### Provided records
PR #172, opened 2019-01-07
Introduce `TZSource` for managing tzdata source files

omus:
As I work towards parsing both standard time zones and legacy time zones I need a nice way of containing the intermediate representation of the tz source files. The `TZSource` structure allows me to do this by having a Julia representation of the tz source files in a single struct. Additionally, part of this work required me to solve an issue where tz links can reference time zone names in other tz source files. This intermediate representation is also helpful in that scenario.


src/types.jl
```diff
@@ -89,6 +89,9 @@ function FixedTimeZone(s::AbstractString)
     return FixedTimeZone(name, offset)
 end
 
+name(tz::FixedTimeZone) = tz.name
```
iamed2: `Base.nameof` maybe?

src/tzdata/compile.jl
```diff
@@ -508,90 +520,115 @@ function resolve!(zone_name::AbstractString, zoneset::ZoneDict, ruleset::RuleDic
...
 end
 
-function resolve(zoneset::ZoneDict, ruleset::RuleDict; max_year::Integer=MAX_YEAR, debug=false)
-    ordered = OrderedRuleDict()
-    time_zones = Dict{AbstractString,TimeZone}()
 
-    for zone_name in keys(zoneset)
-        tz = resolve!(zone_name, zoneset, ruleset, ordered; max_year=max_year, debug=debug)
-        time_zones[zone_name] = tz
+function TZSource(files::AbstractString...)
```
iamed2: Collection of files instead?

src/tzdata/compile.jl
```diff
@@ -508,90 +520,115 @@ function resolve!(zone_name::AbstractString, zoneset::ZoneDict, ruleset::RuleDic
...
-            elseif kind == "Zone"
-                zone = parse(Zone, line)
-                zones[name] = push!(get(zones, name, Zone[]), zone)
-            elseif kind == "Link"
-                dest = line
-                links[dest] = name
-            else
-                @warn "Unhandled line found with type: $kind"
-            end
+        line = strip(replace(chomp(line), r"#.*$" => ""))
```
iamed2: `chomp` is unnecessary since you're calling `strip` after

src/utils.jl
```diff
@@ -89,3 +89,48 @@ function optional(ex::Expr)
...
+    end
+
+    push!(tail, :(throw(ArgumentError("Unable to replace non-existent field $k within the struct $($T)"))))
+
+    push!(expr.args, Expr(:call, T, vars...))
+    return expr
+end
+
+"""
+    _replace(object, p::Pair{Symbol}...)q
```
iamed2: q

src/utils.jl
```diff
@@ -89,3 +89,48 @@ function optional(ex::Expr)
 
     return funcs
 end
+
+
+function _gen_replace(T::Type, struct_var::Symbol, pair_var::Symbol)
```
iamed2: My hunch is that this is not faster than iterating over the fields in a normal function, which would be much more readable.

src/types.jl
omus: Looks like `nameof` always returns a `Symbol`. I'll note I'm not exporting this accessor.

iamed2: Ah okay then

omus: Would you prefer if we left this accessor out completely for now?

src/tzdata/compile.jl
omus: Ok, I'll end up with this then:
```julia
function TZSource()
    TZSource(
        Dict{String,Vector{Zone}}(),
        Dict{String,Vector{Rule}}(),
        Dict{String,String}(),
    )
end

TZSource(file::AbstractString) = load!(TZSource(), file)

function TZSource(files::AbstractVector{<:AbstractString})
    tz_source = TZSource()

    for file in files
        load!(tz_source, file)
    end

    return tz_source
end
```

### How to complete this task
Word for word, set down all of the material.

### The completed task
PR #172, opened 2019-01-07
Introduce `TZSource` for managing tzdata source files

omus:
As I work towards parsing both standard time zones and legacy time zones I need a nice way of containing the intermediate representation of the tz source files. The `TZSource` structure allows me to do this by having a Julia representation of the tz source files in a single struct. Additionally, part of this work required me to solve an issue where tz links can reference time zone names in other tz source files. This intermediate representation is also helpful in that scenario.


src/types.jl
```diff
@@ -89,6 +89,9 @@ function FixedTimeZone(s::AbstractString)
     return FixedTimeZone(name, offset)
 end
 
+name(tz::FixedTimeZone) = tz.name
```
iamed2: `Base.nameof` maybe?

src/tzdata/compile.jl
```diff
@@ -508,90 +520,115 @@ function resolve!(zone_name::AbstractString, zoneset::ZoneDict, ruleset::RuleDic
...
 end
 
-function resolve(zoneset::ZoneDict, ruleset::RuleDict; max_year::Integer=MAX_YEAR, debug=false)
-    ordered = OrderedRuleDict()
-    time_zones = Dict{AbstractString,TimeZone}()
 
-    for zone_name in keys(zoneset)
-        tz = resolve!(zone_name, zoneset, ruleset, ordered; max_year=max_year, debug=debug)
-        time_zones[zone_name] = tz
+function TZSource(files::AbstractString...)
```
iamed2: Collection of files instead?

src/tzdata/compile.jl
```diff
@@ -508,90 +520,115 @@ function resolve!(zone_name::AbstractString, zoneset::ZoneDict, ruleset::RuleDic
...
-            elseif kind == "Zone"
-                zone = parse(Zone, line)
-                zones[name] = push!(get(zones, name, Zone[]), zone)
-            elseif kind == "Link"
-                dest = line
-                links[dest] = name
-            else
-                @warn "Unhandled line found with type: $kind"
-            end
+        line = strip(replace(chomp(line), r"#.*$" => ""))
```
iamed2: `chomp` is unnecessary since you're calling `strip` after

src/utils.jl
```diff
@@ -89,3 +89,48 @@ function optional(ex::Expr)
...
+    end
+
+    push!(tail, :(throw(ArgumentError("Unable to replace non-existent field $k within the struct $($T)"))))
+
+    push!(expr.args, Expr(:call, T, vars...))
+    return expr
+end
+
+"""
+    _replace(object, p::Pair{Symbol}...)q
```
iamed2: q

src/utils.jl
```diff
@@ -89,3 +89,48 @@ function optional(ex::Expr)
 
     return funcs
 end
+
+
+function _gen_replace(T::Type, struct_var::Symbol, pair_var::Symbol)
```
iamed2: My hunch is that this is not faster than iterating over the fields in a normal function, which would be much more readable.

src/types.jl
omus: Looks like `nameof` always returns a `Symbol`. I'll note I'm not exporting this accessor.

iamed2: Ah okay then

omus: Would you prefer if we left this accessor out completely for now?

src/tzdata/compile.jl
omus: Ok, I'll end up with this then:
```julia
function TZSource()
    TZSource(
        Dict{String,Vector{Zone}}(),
        Dict{String,Vector{Rule}}(),
        Dict{String,String}(),
    )
end

TZSource(file::AbstractString) = load!(TZSource(), file)

function TZSource(files::AbstractVector{<:AbstractString})
    tz_source = TZSource()

    for file in files
        load!(tz_source, file)
    end

    return tz_source
end
```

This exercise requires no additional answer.